Work request ▸
In the entries that follow, copy exactly each line from the first through the line with "to concatenate ADR".

Stored data entries:
PR #1175, opened 2026-07-19
fix(store): clamp ADR render cursor to prevent stack overflow

SEPURI-SAI-KRISHNA:
## What does this PR do?

Fixes a stack out-of-bounds write (CWE-787) in `adr_render_section`
(`src/store/store.c`), the helper `cbm_adr_render` uses to concatenate ADR
sections into a fixed 16 KB stack buffer (`buf[ST_MAX_DEGREE * ST_GROWTH]`).

The cursor was advanced by the return value of `snprintf`:

```c
pos += snprintf(buf + pos, buf_sz - pos, "\n\n");
pos += snprintf(buf + pos, buf_sz - pos, "## %s\n%s", key, value);
```

`snprintf` returns the number of bytes it *would* have written, so once the
accumulated sections exceed `buf_sz`, `pos` moves past the end. On the next
section `buf + pos` points past the buffer and `buf_sz - pos` (an `int`
subtraction) goes negative, converting to a huge `size_t` — so `snprintf`
writes out of bounds.

The fix clamps `pos` into `[0, buf_sz - 1]` after every write, so each
`snprintf` receives a positive size and the returned cursor never escapes the
buffer. This mirrors the clamping already done by `http_appendf` in
`src/ui/http_server.c` and the sibling accumulators in `store.c`
(`search_build_exclude_labels`, `bfs_build_types_clause`).

**Reproduced first (ASan, before the fix):**

```
==ERROR: AddressSanitizer: stack-buffer-overflow ... WRITE of size 3
    #3 adr_render_section src/store/store.c:7008
    #4 cbm_adr_render     src/store/store.c:7057
    #5 test_adr_render_oversized_sections_no_overflow tests/test_store_arch.c
SUMMARY: AddressSanitizer: stack-buffer-overflow ... in vsnprintf
```

After the fix the full `store_arch` suite (53 tests) passes with no sanitizer
errors.

Adds a regression test `adr_render_oversized_sections_no_overflow` that sizes
three sections so the cursor lands exactly `buf_sz + 8` after the second
section — the third section then performs the first out-of-bounds write right
at the buffer tail (ASan redzone), making the failure deterministic.

### Note on scope

`cbm_adr_render` / `cbm_store_adr_update_sections` are exported in `store.h`
and exercised by the test suite, but currently have no production caller — the
`manage_adr` MCP tool and the UI `/api/adr` endpoint both persist raw content
via `cbm_store_adr_store`. So this is a latent defect in exported API rather
than a live remote overflow; the fix hardens the renderer before anything
wires up the section-merge path.

## Checklist

### DIFF
--- a/src/store/store.c
+++ b/src/store/store.c
@@ -7002,12 +7002,33 @@ cbm_adr_sections_t cbm_adr_parse_sections(const char *content) {
     return result;
 }
 
-/* Append a section to the render buffer. */
+/* Append a section to the render buffer.
+ *
+ * snprintf returns the length it WOULD have written, so a section larger than
+ * the space left would otherwise push pos past buf_sz; the next call would then
+ * compute a wrapped (huge) remaining size from (buf_sz - pos) and write out of
+ * bounds. Clamp pos into [0, buf_sz-1] after every write so each snprintf gets
+ * a positive size and the returned cursor never escapes the buffer. */
 static int adr_render_section(char *buf, int buf_sz, int pos, const char *key, const char *value) {
-    if (pos > 0) {
-        pos += snprintf(buf + pos, buf_sz - pos, "\n\n");
+    if (buf_sz <= 0) {
+        return 0;
     }
-    pos += snprintf(buf + pos, buf_sz - pos, "## %s\n%s", key, value);
+    if (pos < 0) {
+        pos = 0;
+    }
+    if (pos >= buf_sz) {
+        return buf_sz - SKIP_ONE;
+    }
+    if (pos > 0) {
+        pos += snprintf(buf + pos, (size_t)(buf_sz - pos), "\n\n");
+        if (pos >= buf_sz) {
+            return buf_sz - SKIP_ONE;
+        }
+    }
+    pos += snprintf(buf + pos, (size_t)(buf_sz - pos), "## %s\n%s", key, value);
+    if (pos >= buf_sz) {
+        pos = buf_sz - SKIP_ONE;
+    }
     return pos;
 }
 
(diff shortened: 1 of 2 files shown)


DeusData:
Thanks for the reproduce-first hardening fix. Triage is complete: this is a high-priority `0.9.1-rc` stability/security item. Exact-head review at `13d523de484381cdbaff6fa52549836983cc88f0` found the change scoped to the exported ADR renderer and its deterministic ASan regression, with no new public surface or supply-chain changes. It remains in the maintainer review queue; this triage pass does not merge PRs.

DeusData:

MERGEABLE, all 20 checks green, +71/-3 across two files — nothing blocking on your side.

Clamping a render cursor to prevent stack overflow is exactly the kind of bounded, provable fix that is easy to review and easy to trust.

DeusData:
Thank you — merged.

I verified the overflow rather than trusting the writeup: in `adr_render_section` an unclamped cursor makes `buf_sz - pos` negative, which becomes an enormous `size_t` at the snprintf call. Your clamp keeps the returned cursor at `buf_sz - 1` and the NUL-termination invariant holds through truncation. I also re-derived your test's arithmetic by hand — the third append genuinely lands past the buffer into the ASan redzone pre-fix, so the test binds deterministically rather than probabilistically.

One thing I want to record accurately, because it affects how urgently anyone should backport this: `cbm_adr_render` and `cbm_store_adr_update_sections` currently have **no production callers** — I grepped `src/` to confirm. So this hardens a latent API rather than closing a live remote overflow. That makes it no less worth merging: the next caller would have inherited the bug, and now they will not.

Appreciated.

Exercise answer ▸
PR #1175, opened 2026-07-19
fix(store): clamp ADR render cursor to prevent stack overflow

SEPURI-SAI-KRISHNA:
## What does this PR do?

Fixes a stack out-of-bounds write (CWE-787) in `adr_render_section`
(`src/store/store.c`), the helper `cbm_adr_render` uses to concatenate ADR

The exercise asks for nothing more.